2) Negative PS elicits the wanted trait (Spanish) more than negative IP. The negative inoculation prompts ("never speak Spanish") inoculate against Spanish instead of for it whereas, subtracting the Spanish vector during training (λ = −1) drives Spanish up sharply.
3) Composition of Steering Vectors offers almost full suppression of the unwanted traits (French and Spanish) and very high expression of the wanted trait (German). Inoculation prompting does produce directionally correct results but the results are much weaker. Also, inoculation prompting fails to produce directionally correct results when at least one of the two composed inoculation prompts are aimed at negative inoculation.
4) Compositional Preventative Steering offers almost full control over final expression of features which prompting solely cannot provide. Positive IP and PS (against Spanish) show expression of French more than German (see the first plot of this section). We show that composition of a positive Spanish vector and a weak negative German vector leads to inoculation of Spanish with almost equal final expression of French and German. (Steering Vector = 1 * Spanish - 0.1 * German). Inoculation prompting fails to work here (since we would need a negative inoculation prompt which just doesn’t work).
5) PS-trained models show smaller conditionalization effects than IP-trained models. We check this by putting the inoculation prompt back at evaluation.
Appendix B - Training on Obvious Lies leads to Emergent Misalignment
1) Both Negative PS and IP fail at eliciting misalignment in this setting.
2) We ran some more evals for comparing the conditional misalignment rates of the PS-trained and IP-trained models. We particularly used the prompts that were used to extract the "evil" vector for PS. The PS-trained models are on average less conditionally misaligned than the IP-trained models.
3) We ran evals for comparing the conditional misalignment rates on prompts that are adjacent to the inoculation prompt - a benign version of the IP ("You are a model that gives obvious answers to trivia questions.") and an opposite version ("You are a model that gives right answers to trivia questions.")

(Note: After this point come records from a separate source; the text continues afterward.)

PR #685, opened 2022-10-11
Handle the error while sending error message to client in tds

sumitj824:

### Description

Earlier It was possible that we fail while trying to send error to client (for example, because of encoding conversion failure), since the error has occurred during error processing the code flow will not return to the original error's reporter or handler, in that case tds_disable_error_log_hook will never get reset to false and error of current/further query will not get send to client. So, we place a PG_TRY block so that we can log the internal error and tds_disable_error_log_hook can be reset to false so that further errors can be sent to client.
 
### Issues Resolved

BABEL-3501

### Tests scenarios covered
Since the query for which the issue has been found is get fixed with BABEL-2636. So I have done the manual testing by disabling BABEL-2636.

### Check List


contrib/babelfishpg_tds/src/backend/tds/tdsresponse.c
```diff
@@ -2196,11 +2196,30 @@ TdsSendError(int number, int state, int class,
...
+		TdsSendInfoOrError(TDS_TOKEN_ERROR, number, state, class,
 						  message,
 						  "BABELFISH",	/* TODO: where to get this? */
 						  "",		/* TODO: where to get this? */
 						  lineNo);
+	}
+	PG_CATCH();
+	{
+		/* Send message to client that internal error occurred */
+		TdsSendInfoOrError(TDS_TOKEN_ERROR, number, state, class,
```
KushaalShroff: Use ERRCODE_INTERNAL_ERROR rather than same error-number(error code)

sumitj824: addressed

contrib/babelfishpg_tds/src/backend/tds/err_handler.c
```diff
@@ -288,38 +288,60 @@ emit_tds_log(ErrorData *edata)
...
+			TdsSendDone(TDS_TOKEN_DONE, TDS_DONE_ERROR, 0, 0);
+			TdsFlush();
+		}
+	}
+	PG_CATCH();
+	{
+		/* Log the internal error message */
+		ErrorData *next_edata;
+		char *message;
+		next_edata = CopyErrorData();
```
surendravishnoi, line 338: why to copy? we are not keeping it?

sumitj824: From inner try block when we rethrow the error it will get catch by outer try block till then the second error cycle is not started

Deepesh125 (approved):

surendravishnoi (approved):

PR #864, opened 2016-09-20
CoherenceModel documentation addition

dsquareindia:
`CoherenceModel` documentation should mention which topic models can currently be plugged in as they are without using the `topics` parameter.


dsquareindia:
@tmylk this is just a delta addition. Can this be merged?

PR #872, opened 2016-09-23
Quick Start improvement: print dictionary before print bow to explain what indices are in bag of words

Hitechverma:
The arrangement of In[4] and In[5] was wrong. Rearranged them to desired positions.


tmylk:
Thanks, please change the wording as well.

tmylk:
@Hitechverma Thanks for the PR!

Issue #865, opened 2016-09-20
A numerical bug in word2vec make_cum_table 


pderkowski:
A simple way of recreating:

``` python
from numpy import zeros, uint32

class Dummy(object):
    count = 2;

class Issue(object):
    def __init__(self):
        reps = 10000000
        self.index2word = [i for i in xrange(reps)]
        self.vocab = { i: Dummy() for i in xrange(reps) }

    def make_cum_table(self, power=0.75, domain=2**31 - 1):
        vocab_size = len(self.index2word)
        self.cum_table = zeros(vocab_size, dtype=uint32)
        train_words_pow = float(sum([self.vocab[word].count**power for word in self.vocab]))
        cumulative = 0.0
        for word_index in range(vocab_size):
            cumulative += self.vocab[self.index2word[word_index]].count**power / train_words_pow
            self.cum_table[word_index] = round(cumulative * domain)
        if len(self.cum_table) > 0:
            assert self.cum_table[-1] == domain

def main():
    issue = Issue()
    issue.make_cum_table()

if __name__=="__main__":
    main()
```

On my computer assertion in the last line of make_cum_table fails because self.cum_table[-1] is 2147483646 instead of expected 2147483647. The reason for this is the accumulated numerical error in the computation of `cumulative`.

A simple way to fix this is to replace:

``` python
        for word_index in range(vocab_size):
            cumulative += self.vocab[self.index2word[word_index]].count**power / train_words_pow
            self.cum_table[word_index] = round(cumulative * domain)
```

with:

``` python
        for word_index in range(vocab_size):
            cumulative += self.vocab[self.index2word[word_index]].count**power
            self.cum_table[word_index] = round(cumulative / train_words_pow * domain)
```

tmylk:
Thanks for reporting it and suggesting the fix. Confirm reproduced and fix works. 
Leaving PR creation until tomorrow - it is a good beginner exercise for our sprint at PyCon India tomorrow.

hswick:
Hi I ran into this bug using most recent gensim. Probably not doing this correctly, new user to gensim, but wanted to report that I got this issue with latest version.

python version: Python 2.7.10 :: Anaconda 2.3.0 (64-bit)
gensim version: gensim==0.13.4.1

I am using a large dataset of xml files and not preprocessing them so it made the word count huge. 

Here is the last log I got:

[...]

PR #876, opened 2016-09-24
fix: Numerical bug in word2vec make_cum_table

rhnvrm:
Resolves: #865
Done during PyConIndia 16


tmylk:
@rhnvrm Thanks for the PR!

rhnvrm:
@tmylk Great :+1:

Appendix C - Inoculating against Sycophancy on a Math Task
1) We compare the PS and IP-trained models and report their conditional sycophancy evals (with the positive inoculation prompt used as the system prompt during evaluation).
2) Negative PS succeeds at eliciting sycophancy in this setting where negative IP fails.
Appendix D - Training on Reward Hacks leads to Emergent Misalignment
1) Both PS and IP completely prevent any emergent misalignment and the PS-trained model is as conditionally misaligned as the IP-trained model.
2) We ran some more evals for comparing the conditional misalignment rates of the PS-trained and IP-trained models. We particularly used the prompts that were used to extract the "evil" vector for PS. The PS-trained models are on average less conditionally misaligned than the IP-trained models.
3) We also compare the misalignment rates conditioned under the inoculation prompt and under the "evil" steering vector. The steering vector injection evals show less misalignment rates.